## Aim of the exercise
Extract all lines that hold "currently" from the records below.

## Material for this exercise
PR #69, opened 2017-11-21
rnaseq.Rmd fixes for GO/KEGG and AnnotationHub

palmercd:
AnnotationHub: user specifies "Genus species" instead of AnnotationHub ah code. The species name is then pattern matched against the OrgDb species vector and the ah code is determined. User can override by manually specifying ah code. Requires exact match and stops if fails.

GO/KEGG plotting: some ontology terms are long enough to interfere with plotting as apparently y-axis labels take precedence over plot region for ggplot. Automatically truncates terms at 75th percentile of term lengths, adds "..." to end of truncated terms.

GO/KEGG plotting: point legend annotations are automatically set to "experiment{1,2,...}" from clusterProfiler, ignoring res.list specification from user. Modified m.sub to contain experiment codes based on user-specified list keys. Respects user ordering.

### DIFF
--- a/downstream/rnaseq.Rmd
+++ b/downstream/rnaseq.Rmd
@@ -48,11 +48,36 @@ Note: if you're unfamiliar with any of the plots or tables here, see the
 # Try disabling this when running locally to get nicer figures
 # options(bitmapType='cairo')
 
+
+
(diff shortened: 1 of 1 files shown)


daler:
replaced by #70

...

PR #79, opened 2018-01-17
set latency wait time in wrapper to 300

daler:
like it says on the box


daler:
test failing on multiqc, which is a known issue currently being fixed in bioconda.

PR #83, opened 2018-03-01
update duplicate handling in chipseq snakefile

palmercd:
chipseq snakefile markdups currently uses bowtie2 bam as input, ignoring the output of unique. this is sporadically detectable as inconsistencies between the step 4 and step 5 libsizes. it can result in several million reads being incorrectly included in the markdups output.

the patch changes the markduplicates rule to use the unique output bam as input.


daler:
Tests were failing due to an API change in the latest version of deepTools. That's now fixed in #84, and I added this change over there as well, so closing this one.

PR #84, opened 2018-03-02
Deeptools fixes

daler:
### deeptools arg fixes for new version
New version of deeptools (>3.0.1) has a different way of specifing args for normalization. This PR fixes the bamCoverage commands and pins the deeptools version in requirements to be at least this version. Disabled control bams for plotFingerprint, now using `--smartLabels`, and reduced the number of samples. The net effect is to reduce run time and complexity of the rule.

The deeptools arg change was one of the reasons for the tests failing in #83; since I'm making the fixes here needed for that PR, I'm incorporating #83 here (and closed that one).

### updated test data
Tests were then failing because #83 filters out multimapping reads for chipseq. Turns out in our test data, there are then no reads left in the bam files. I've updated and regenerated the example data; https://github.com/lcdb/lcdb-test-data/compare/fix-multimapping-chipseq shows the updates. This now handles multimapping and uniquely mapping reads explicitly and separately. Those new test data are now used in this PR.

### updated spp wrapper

## The answer
test failing on multiqc, which is a known issue currently being fixed in bioconda.
chipseq snakefile markdups currently uses bowtie2 bam as input, ignoring the output of unique. this is sporadically detectable as inconsistencies between the step 4 and step 5 libsizes. it can result in several million reads being incorrectly included in the markdups output.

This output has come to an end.